2.6 Cost-effectiveness analysis
Cost-effectiveness was assessed using the incremental cost-effectiveness ratio (ICER), with a willingness-to-pay (WTP) threshold set at 1–3 times the 2024 gross domestic product (GDP) per capita (¥95,749) (National Bureau of Statistics of China, 2024), in line with China guidelines for pharmacoeconomic evaluations (2020) (Liu et al., 2020). Treatments with ICERs <¥95,749 were considered highly cost-effective, ¥95,749–287,247 as cost-effective, and >¥287,247 as not cost-effective.
2.7 Sensitivity analyses
Deterministic sensitivity analysis (DSA), probabilistic sensitivity analysis (PSA), and scenario analysis were performed to test the robustness of base-case results. In one-way DSA, individual parameters were varied within defined ranges, and impacts on ICERs were visualized using a tornado diagram.
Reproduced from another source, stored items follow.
PR #2185, opened 2018-02-16
If image size is zero, try to get size from media store

tobiasKaminsky:
This is a fix for certain OnePlus devices, where the image size taken by the default camera is zero.
I tested it with many images, but still some are uploaded corrupted. This then due to a wrong size reported by media store (instead of 0, it is something between 20-100kb).

So it is better than nothing, but not 100% reliable. As this is only used if file.length() is not working, it should have no impact on other devices.

Requires: https://github.com/nextcloud/android-library/pull/125

### DIFF
--- a/build.gradle
+++ b/build.gradle
@@ -212,9 +212,9 @@ dependencies {
     // dependencies for app building
     implementation 'com.android.support:multidex:1.0.3'
 //    implementation project('nextcloud-android-library')
-    genericImplementation "com.github.nextcloud:android-library:master-SNAPSHOT"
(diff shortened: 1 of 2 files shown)


mario:
Could you instead try a different approach? If phone is oneplus, only schedule things for upload if 30 seconds has passed since they've been written to.

tobiasKaminsky:
I tested auto-upload with "only on wifi" and turned the wifi on 5mins later after taking an image and still had the problem (on master).
--> The file size is always zero, and does not matter how long I wait.
(But it might help with 20-100kb problem)

tobiasKaminsky:
closing as it is a fix for minor amount of users.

PSA with 5,000 Monte Carlo iterations generated a cost-effectiveness acceptability curve (CEAC) to estimate the probability of EDSL being cost-effective versus EDCSI. In addition, considering the long time horizon of the study, scenario analyses explored alternative time horizons (90 days, 5, 10, 20, and 30 years) to assess their influence on model outcomes. The ATT-based results were included in the scenario analyses to provide supplementary validation of the base-case findings.
3 Results
3.1 Base case analysis
EDSL demonstrated absolute cost-effectiveness advantages over EDCSI under the ATE-weighted populations (Table 2). The ICERs showed cost savings of ¥2,089.84 per QALY gained.
3.2 One-way sensitivity analysis
As shown in Figure 2, under ATE-weighted population distribution, the three most influential parameters in the one-way sensitivity analysis were: the discount rate for utility, the unit price of EDSL, the mortality HR for mRS 0 patients. EDSL consistently demonstrated absolute dominance over EDCSI for the treatment of AIS, in line with the base-case results.
3.3 Probabilistic sensitivity analysis
As shown in Figures 3, 4, under ATE-weighted population distribution, the probability that EDSL is cost-effective remained close to 100% across all WTP thresholds.
3.4 Scenario analysis
As shown in Table 3, EDSL maintained absolute advantages over EDCSI across all time horizons (90 days–30 years) under ATE-weighted analyses, reinforcing the robustness of the base-case results.
In the ATT-weighted scenario analysis, each additional QALY gained yielded a cost saving of ¥2,260.24 (Supplementary Table S9), confirming the cost-effectiveness advantage of EDSL over EDCSI. DSA and PSA were also performed under ATT weighting, and the results, presented in Supplementary Figures S3–5, demonstrated consistent trends, further supporting the robustness of the findings. Moreover, the impact of varying the time horizon was assessed, and under all tested durations (90 days–30 years), EDSL consistently showed absolute cost-effectiveness advantages over EDCSI in the ATT-weighted population (Supplementary Table S10). These findings provide additional confirmation of the stability and reliability of the base-case results.
4 Discussion
From the perspective of the Chinese healthcare system, this study used a combined short-term decision tree and long-term Markov model to evaluate the cost-effectiveness of EDSL versus EDCSI for AIS treatment. The analysis showed that EDSL achieved comparable clinical efficacy while incurring lower overall treatment costs. The ICER was –¥2,089.84 per QALY gained, indicating that EDSL is a cost-saving option. Sensitivity analyses confirmed the robustness of these findings across a range of model parameters and assumptions.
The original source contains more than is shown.